Hi, Alejandro Yes, we checked all the components after install and ensured versions match. We may be able to experiment further in a couple of days since the cluster is awfully busy at the moment. I have yet to see the reproduction of these events but if I find something related to the problem, I will report it straight away. Ah, yes - the script used was the same according to the user. However, as usual with users' dealings, I will be monitoring job submissions closely to make sure we have ways to identify the script used. Cheers, Gene
Ok, remain waiting for your sequence of concrete submission options/env/script/logs which lead to the jobs not starting in the reservation since we can't reproduce unless we specify --ntasks-per-node=315.

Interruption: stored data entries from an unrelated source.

PR #1227, opened 2020-10-23
[react] Fix storybook issue

vincent-psarga:
## Summary

After the upgrade to Storybook 6, it was not possible to render the `<FilteredResults>` component anymore in StoryBook (and potentially other stuff were broken, like the `html-formatter`). This should be fixed by now.

To be honest, I still don't get why I had to change:

```
constructor(private readonly gherkinQuery: GherkinQuery) {}
```

to 

```
private readonly gherkinQuery: GherkinQuery

constructor(gherkinQuery: GherkinQuery) {
   this.gherkinQuery = gherkinQuery
 }
```

as both syntax are supposed to be equivalent. But with the original (and shorter) syntax, GherkinQuery was getting undefined in the `TagSearch` object ...

I also updated the acceptance test we have to be more realistic, so:
 -  it uses `<FilteredResults>` as the rendered component (like `html-formatter`does)
 - it does not "share"  gherkin query with `fake-cucumber`. We now render all the messages in a separate function and feed that to the different queries (once again, like what we do in `html-formatter`)

## Types of changes

## Checklist:


aslakhellesoy:
@vincent-psarga you might be able to find a workaround in https://github.com/storybookjs/storybook/issues/11255

aslakhellesoy:
I think this one is outdated - storybook seems to be working fine now.

Issue #1232, opened 2020-10-30
New html formatter produces very large report files


ben-nc2:
The new html formatter produces very large report files. Please consider reducing the size or providing the old html formatter as an option to switch back to for 6.x.x

We have been using cucumber 4 for a number of years and recently made the changes to first upgrade to 5.7.0 and then on to 6.8.1. Our tests are running fine and although the new html formatter is much easier to read and use for debugging of test failures for our build (which currently runs 423 scenarios that invoke selenium for ui testing).

Our 423 scenarios produce an html report file of 314MB which when we are storing this test artifact uses up a lot of space fast.

aslakhellesoy:
Hi @ben-nc2 - we're aware that the large size can be a problem.

How big were your HTML reports prior to upgrading to v6?

Screenshot sizes should be identical between v5 and v6, so the increase in size might come from elsewhere. I think it might have to do with the large number of duplicated `stepDefinition` messages on Cucumber-JVM, as well as the inclusion of more JavaScript.

Some things we can try to minimize the size:

## More space-efficient message format

Some options:

* Use binary representation and use a more compact protobuf library
* Keep using NDJSON, but don't include `messages.js` + the protobuf library in the bundle
* Use msgpack

## More space efficient JavaScript

* Tree shaking
* Minification

## Fewer messages

* Cucumber-JVM outputs all the step definition messages once for every single scenario. It only needs to be outputted once.

ben-nc2:
@aslakhellesoy running with 5.7.0 html reports were 7MB in size where all tests have passed. The same tests running with 6.8.1 create html reports of 310MB in size. If it would be helpful to share both I can check with my employers if the information is sensitive or not.

aslakhellesoy:
Hi @ben-nc2 having some example reports would be very helpful! If you're allowed to share, you can email them to aslak hellesoy smartbear com (add dots and @)

ben-nc2:
I hope the example reports I emailed help you find ways to reduce the overall size of the report files.

I'm very willing to test any alpha/beta releases against the same scenarios to provide a direct comparison if that is at all helpful.

mpkorstanje:
I can think of a few options:

a. Fix Cucumber JVM to only emit step definition once.
b. Externalize attachments when creating the html report
c. Use a different encoding then Base64 to reduce the overhead and make zipping more efficient
d. Filter out messages that are not used by the html report.

None of these are ideal.

a. Is a significant amount of work.
[...]

PR #1236, opened 2020-11-05
cucumber-html: Reduce size of generated file

mpkorstanje:
By ignoring used messages we can reduce the size of the html file significantly.

Fixes: #1232

## Types of changes

## Checklist:

### DIFF
--- a/html-formatter/java/src/main/java/io/cucumber/htmlformatter/MessagesToHtmlWriter.java
+++ b/html-formatter/java/src/main/java/io/cucumber/htmlformatter/MessagesToHtmlWriter.java
@@ -70,6 +70,15 @@ public class MessagesToHtmlWriter implements AutoCloseable {
             writer.write(",");
         }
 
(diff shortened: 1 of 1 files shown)


aslakhellesoy:
I think a fix for #1232 should be addressed at a more fundamental level: *Reducing the size of the generated messages*.

For example, this PR does not address the size problem for Cucumber Reports.

mpkorstanje:
It doesn't have to be an either/or solution. Reducing the size of the messages and reducing the size of the html report are different but related goals.

Fixing this in Cucumber JVM is a problem because the glue is currently not immutable. So there must be a distinct set for each runner/thread.

Additionally because parameter types influence the the regexs in the glue, and because Cucumber JVM supports scenario scoped glue we are forced to use a parameter type registry per scenario. This in turn means we generate and new set of regexs for each scenario. And thus emit a new set of step definitions.

Fixing this is possible but it requires a redesign of how glue is discovered and shared between threads.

Hi Gene, since it's a sev-2 bug, we're required make daily progress on the bug. Did you have the chance to experiment further? If not maybe we could downgrade the bug to sev-3. Thank you.
Switching bug to sev-3. Please let me know as soon as you have an update. Thanks.
Thanks, Alejandro, will do Cheers, Gene
Hey Gene. Any update with this bug?
Hi, Alejandro We haven't seen this behaviour so far - I would suggest closing the ticket and re-opening if similar behaviour is observed (we expect some reservations later this week). Cheers, Gene
Marking as resolved/infogiven. Please, reopen if trouble is found with future reservations.